- [Assigned task]
Of the material below, only the lines from the line containing "I don't think its" down to the line containing "biotinker, line 30: The" belong in the answer, written out exactly.
━━━━━━━━
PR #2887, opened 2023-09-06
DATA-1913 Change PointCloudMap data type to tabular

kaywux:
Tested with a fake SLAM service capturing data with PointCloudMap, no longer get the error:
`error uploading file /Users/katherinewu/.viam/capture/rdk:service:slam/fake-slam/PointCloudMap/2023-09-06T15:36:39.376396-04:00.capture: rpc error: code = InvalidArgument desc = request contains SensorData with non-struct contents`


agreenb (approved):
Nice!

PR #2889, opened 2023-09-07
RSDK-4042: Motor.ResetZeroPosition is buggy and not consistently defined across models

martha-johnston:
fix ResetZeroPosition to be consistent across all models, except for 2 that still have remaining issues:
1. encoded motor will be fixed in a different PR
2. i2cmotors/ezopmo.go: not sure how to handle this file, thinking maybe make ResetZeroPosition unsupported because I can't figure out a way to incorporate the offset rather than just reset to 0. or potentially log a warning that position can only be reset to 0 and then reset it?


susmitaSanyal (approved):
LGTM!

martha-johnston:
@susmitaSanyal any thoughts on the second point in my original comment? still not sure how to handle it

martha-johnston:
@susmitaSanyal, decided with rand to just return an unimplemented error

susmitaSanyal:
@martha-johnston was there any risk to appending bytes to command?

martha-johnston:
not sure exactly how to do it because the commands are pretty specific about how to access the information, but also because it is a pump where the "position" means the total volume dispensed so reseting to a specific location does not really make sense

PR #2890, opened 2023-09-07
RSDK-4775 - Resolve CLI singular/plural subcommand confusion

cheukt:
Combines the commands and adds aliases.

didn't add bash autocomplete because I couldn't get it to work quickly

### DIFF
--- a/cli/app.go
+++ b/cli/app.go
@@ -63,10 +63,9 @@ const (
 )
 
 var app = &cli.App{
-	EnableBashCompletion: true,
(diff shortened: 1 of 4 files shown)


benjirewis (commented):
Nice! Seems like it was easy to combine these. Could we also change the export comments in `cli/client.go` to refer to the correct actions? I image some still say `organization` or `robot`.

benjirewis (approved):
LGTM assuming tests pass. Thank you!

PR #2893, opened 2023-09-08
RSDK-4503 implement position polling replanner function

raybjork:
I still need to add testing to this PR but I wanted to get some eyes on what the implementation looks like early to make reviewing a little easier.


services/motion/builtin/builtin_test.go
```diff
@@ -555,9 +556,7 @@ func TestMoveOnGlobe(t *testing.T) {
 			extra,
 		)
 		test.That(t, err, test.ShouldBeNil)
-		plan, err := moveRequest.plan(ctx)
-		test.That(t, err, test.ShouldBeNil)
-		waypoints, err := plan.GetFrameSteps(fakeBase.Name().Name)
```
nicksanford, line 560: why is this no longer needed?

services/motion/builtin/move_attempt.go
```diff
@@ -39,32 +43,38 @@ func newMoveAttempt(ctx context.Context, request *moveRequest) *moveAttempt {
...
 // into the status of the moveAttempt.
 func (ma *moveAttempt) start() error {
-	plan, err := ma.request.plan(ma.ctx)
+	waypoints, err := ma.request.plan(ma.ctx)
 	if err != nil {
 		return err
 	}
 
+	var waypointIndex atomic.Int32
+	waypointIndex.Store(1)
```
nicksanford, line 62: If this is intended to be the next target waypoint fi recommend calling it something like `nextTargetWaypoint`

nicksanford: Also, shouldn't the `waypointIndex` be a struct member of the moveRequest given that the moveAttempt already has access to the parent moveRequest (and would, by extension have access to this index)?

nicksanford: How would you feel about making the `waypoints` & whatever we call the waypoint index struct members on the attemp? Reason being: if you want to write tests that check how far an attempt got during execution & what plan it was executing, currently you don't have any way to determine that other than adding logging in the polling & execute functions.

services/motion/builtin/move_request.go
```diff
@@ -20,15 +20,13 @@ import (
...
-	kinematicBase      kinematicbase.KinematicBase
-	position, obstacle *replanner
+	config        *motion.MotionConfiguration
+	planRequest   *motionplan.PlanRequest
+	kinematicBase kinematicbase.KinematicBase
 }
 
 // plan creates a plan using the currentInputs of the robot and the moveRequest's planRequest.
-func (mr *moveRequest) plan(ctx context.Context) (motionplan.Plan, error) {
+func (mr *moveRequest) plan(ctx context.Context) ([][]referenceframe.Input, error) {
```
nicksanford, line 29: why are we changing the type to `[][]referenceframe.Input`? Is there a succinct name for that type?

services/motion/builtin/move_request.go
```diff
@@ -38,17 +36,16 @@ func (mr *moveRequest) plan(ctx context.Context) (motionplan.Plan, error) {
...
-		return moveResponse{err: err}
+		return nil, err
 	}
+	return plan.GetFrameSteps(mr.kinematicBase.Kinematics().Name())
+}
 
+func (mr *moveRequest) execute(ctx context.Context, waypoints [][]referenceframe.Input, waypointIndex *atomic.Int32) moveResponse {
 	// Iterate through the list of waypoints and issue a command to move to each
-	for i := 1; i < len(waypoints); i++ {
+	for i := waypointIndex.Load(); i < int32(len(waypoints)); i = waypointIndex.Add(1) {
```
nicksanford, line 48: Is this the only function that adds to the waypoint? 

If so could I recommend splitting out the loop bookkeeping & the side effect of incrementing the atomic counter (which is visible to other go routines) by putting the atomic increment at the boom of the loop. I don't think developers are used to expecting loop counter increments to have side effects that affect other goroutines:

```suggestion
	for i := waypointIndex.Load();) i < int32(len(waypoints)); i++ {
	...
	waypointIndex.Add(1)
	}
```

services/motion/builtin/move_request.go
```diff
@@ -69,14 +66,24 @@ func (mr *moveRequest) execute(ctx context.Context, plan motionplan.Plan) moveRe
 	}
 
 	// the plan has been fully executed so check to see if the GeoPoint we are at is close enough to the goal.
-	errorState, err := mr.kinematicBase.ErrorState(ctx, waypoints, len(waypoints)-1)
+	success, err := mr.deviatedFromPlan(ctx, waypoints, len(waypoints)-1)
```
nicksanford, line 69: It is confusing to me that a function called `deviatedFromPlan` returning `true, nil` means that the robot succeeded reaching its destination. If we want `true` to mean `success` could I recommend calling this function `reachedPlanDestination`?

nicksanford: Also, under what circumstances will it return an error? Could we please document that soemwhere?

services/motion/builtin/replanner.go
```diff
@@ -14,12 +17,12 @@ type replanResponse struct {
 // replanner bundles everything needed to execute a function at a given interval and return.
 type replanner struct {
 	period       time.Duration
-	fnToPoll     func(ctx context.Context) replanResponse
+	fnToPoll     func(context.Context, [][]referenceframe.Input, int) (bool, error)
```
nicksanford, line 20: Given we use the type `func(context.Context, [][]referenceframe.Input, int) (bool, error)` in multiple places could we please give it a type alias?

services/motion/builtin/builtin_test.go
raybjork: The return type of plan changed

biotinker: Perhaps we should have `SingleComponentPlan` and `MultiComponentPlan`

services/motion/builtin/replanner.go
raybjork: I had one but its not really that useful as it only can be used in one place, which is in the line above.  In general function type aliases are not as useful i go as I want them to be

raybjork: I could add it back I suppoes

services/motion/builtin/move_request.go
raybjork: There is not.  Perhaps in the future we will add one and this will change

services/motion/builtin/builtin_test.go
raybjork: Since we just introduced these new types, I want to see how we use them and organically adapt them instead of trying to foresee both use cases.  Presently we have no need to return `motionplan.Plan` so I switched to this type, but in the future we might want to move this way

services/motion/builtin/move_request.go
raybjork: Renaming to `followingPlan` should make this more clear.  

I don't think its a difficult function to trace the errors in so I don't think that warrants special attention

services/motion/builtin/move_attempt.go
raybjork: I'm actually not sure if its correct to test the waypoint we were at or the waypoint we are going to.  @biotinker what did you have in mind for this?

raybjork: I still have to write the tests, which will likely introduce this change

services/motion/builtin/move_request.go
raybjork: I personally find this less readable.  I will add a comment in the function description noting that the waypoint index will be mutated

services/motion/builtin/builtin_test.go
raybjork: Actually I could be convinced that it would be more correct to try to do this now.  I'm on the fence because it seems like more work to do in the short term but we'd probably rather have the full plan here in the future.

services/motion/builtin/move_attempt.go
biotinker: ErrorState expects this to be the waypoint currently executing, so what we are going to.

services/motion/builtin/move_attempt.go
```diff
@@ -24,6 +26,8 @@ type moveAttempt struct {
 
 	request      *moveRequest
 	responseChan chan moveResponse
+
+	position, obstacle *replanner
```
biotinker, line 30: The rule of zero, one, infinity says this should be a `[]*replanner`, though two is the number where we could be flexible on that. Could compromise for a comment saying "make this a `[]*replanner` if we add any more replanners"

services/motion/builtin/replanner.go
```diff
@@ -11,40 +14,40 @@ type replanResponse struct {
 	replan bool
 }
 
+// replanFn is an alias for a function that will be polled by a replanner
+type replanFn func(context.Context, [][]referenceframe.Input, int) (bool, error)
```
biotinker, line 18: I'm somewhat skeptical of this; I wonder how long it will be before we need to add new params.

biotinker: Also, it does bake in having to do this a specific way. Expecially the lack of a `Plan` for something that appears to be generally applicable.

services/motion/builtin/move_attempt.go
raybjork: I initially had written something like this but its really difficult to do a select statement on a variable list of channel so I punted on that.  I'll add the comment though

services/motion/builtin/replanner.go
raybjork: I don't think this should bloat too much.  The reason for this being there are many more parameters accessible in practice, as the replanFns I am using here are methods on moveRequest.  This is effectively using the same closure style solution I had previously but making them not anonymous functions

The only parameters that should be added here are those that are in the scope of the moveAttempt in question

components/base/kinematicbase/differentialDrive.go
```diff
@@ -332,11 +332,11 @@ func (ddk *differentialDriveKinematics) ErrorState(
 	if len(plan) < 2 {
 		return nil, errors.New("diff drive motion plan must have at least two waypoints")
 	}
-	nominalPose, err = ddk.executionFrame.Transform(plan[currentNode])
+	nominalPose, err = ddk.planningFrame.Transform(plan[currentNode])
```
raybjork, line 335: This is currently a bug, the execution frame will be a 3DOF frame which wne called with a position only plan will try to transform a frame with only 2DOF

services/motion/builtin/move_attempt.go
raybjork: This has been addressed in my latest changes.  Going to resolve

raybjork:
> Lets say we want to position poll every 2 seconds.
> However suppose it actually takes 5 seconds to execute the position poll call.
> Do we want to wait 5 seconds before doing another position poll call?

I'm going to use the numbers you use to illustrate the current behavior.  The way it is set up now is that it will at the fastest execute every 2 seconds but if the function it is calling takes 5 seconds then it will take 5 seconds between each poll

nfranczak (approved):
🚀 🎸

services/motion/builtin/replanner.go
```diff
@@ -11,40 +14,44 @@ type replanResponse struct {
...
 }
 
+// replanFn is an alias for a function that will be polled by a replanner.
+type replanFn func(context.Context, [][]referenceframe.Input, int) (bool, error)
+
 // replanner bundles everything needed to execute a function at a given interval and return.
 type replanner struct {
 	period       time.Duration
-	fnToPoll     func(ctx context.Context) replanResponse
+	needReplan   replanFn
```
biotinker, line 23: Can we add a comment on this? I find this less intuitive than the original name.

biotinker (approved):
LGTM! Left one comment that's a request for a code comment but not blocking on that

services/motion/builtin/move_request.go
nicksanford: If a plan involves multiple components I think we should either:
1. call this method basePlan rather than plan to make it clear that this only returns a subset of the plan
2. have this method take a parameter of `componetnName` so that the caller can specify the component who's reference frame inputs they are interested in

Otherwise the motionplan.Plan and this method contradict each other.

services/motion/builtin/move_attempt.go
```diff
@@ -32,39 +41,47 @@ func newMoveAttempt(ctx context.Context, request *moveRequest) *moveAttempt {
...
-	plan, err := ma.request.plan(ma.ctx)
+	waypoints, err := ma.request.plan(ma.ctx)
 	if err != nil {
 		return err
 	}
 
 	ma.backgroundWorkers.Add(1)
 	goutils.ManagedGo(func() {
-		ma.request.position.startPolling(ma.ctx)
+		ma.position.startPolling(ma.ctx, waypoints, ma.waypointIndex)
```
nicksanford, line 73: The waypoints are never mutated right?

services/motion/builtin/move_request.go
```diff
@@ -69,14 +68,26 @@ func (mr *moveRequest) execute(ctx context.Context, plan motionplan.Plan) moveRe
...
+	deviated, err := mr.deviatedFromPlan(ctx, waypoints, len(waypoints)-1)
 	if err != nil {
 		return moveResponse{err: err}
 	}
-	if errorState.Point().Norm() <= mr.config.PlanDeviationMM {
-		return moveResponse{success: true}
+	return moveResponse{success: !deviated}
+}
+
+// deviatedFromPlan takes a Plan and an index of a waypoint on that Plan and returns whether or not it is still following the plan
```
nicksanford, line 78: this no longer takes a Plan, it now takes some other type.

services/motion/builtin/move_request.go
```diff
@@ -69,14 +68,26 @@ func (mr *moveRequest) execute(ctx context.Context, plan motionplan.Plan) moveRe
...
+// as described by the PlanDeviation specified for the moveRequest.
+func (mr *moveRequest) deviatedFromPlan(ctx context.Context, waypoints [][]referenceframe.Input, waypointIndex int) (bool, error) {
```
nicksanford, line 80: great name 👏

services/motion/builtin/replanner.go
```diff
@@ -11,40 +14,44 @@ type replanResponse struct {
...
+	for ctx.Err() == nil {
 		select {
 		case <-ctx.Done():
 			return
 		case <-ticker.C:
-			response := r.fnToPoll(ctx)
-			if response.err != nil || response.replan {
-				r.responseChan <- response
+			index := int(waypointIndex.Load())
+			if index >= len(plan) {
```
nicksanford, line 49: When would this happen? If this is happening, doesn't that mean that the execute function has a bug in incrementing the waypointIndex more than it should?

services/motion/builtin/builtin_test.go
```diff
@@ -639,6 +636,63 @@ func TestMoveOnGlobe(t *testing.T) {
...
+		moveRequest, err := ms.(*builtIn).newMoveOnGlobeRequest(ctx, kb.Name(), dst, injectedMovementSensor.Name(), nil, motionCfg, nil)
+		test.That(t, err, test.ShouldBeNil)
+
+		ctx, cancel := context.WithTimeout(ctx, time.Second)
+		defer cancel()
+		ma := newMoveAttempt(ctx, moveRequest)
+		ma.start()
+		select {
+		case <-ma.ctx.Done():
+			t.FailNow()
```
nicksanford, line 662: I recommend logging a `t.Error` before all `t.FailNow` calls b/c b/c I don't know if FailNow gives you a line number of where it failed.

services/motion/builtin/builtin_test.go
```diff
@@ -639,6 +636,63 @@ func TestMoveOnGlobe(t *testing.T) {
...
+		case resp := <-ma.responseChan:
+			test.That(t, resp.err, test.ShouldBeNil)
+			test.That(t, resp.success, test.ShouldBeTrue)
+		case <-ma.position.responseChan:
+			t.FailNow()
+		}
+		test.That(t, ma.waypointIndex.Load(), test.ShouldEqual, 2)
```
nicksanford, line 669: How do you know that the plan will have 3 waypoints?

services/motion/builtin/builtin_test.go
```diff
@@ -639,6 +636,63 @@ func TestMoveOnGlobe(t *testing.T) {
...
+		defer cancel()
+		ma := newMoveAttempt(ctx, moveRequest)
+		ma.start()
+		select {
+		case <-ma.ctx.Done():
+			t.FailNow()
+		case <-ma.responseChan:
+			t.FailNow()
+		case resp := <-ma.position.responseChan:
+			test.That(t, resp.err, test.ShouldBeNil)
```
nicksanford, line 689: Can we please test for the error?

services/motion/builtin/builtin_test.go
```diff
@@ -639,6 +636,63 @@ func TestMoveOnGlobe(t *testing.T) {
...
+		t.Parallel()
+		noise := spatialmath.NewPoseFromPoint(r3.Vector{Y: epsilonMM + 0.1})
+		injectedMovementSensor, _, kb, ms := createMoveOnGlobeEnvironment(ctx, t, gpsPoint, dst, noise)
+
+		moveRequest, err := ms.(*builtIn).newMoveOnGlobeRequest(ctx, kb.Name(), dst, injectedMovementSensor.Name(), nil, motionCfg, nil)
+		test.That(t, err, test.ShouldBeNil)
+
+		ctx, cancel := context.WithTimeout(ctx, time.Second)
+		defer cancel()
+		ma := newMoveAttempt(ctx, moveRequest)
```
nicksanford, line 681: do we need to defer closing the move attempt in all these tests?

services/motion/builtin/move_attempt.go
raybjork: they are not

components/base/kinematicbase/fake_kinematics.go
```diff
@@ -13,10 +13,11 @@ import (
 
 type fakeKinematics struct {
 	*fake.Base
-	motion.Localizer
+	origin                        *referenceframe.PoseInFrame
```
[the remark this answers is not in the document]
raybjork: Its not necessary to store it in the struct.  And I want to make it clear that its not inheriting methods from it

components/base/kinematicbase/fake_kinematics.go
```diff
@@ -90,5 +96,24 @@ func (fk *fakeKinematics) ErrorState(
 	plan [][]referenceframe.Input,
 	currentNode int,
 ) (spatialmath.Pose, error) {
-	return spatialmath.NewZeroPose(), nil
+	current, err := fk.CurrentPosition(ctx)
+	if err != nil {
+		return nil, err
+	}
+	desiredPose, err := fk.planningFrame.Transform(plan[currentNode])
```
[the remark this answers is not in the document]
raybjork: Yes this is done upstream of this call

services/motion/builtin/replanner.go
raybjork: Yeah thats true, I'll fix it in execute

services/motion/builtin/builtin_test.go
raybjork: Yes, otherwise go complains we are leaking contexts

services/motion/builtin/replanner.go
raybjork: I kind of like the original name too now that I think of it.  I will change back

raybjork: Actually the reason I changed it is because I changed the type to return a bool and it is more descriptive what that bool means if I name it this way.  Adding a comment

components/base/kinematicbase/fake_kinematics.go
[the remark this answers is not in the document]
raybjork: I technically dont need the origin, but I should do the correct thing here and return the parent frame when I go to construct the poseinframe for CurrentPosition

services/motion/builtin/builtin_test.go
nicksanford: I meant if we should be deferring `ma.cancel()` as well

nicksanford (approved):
━━━━━━━━
- [Result of this exercise]
I don't think its a difficult function to trace the errors in so I don't think that warrants special attention

services/motion/builtin/move_attempt.go
raybjork: I'm actually not sure if its correct to test the waypoint we were at or the waypoint we are going to.  @biotinker what did you have in mind for this?

raybjork: I still have to write the tests, which will likely introduce this change

services/motion/builtin/move_request.go
raybjork: I personally find this less readable.  I will add a comment in the function description noting that the waypoint index will be mutated

services/motion/builtin/builtin_test.go
raybjork: Actually I could be convinced that it would be more correct to try to do this now.  I'm on the fence because it seems like more work to do in the short term but we'd probably rather have the full plan here in the future.

services/motion/builtin/move_attempt.go
biotinker: ErrorState expects this to be the waypoint currently executing, so what we are going to.

services/motion/builtin/move_attempt.go
```diff
@@ -24,6 +26,8 @@ type moveAttempt struct {
 
 	request      *moveRequest
 	responseChan chan moveResponse
+
+	position, obstacle *replanner
```
biotinker, line 30: The rule of zero, one, infinity says this should be a `[]*replanner`, though two is the number where we could be flexible on that. Could compromise for a comment saying "make this a `[]*replanner` if we add any more replanners"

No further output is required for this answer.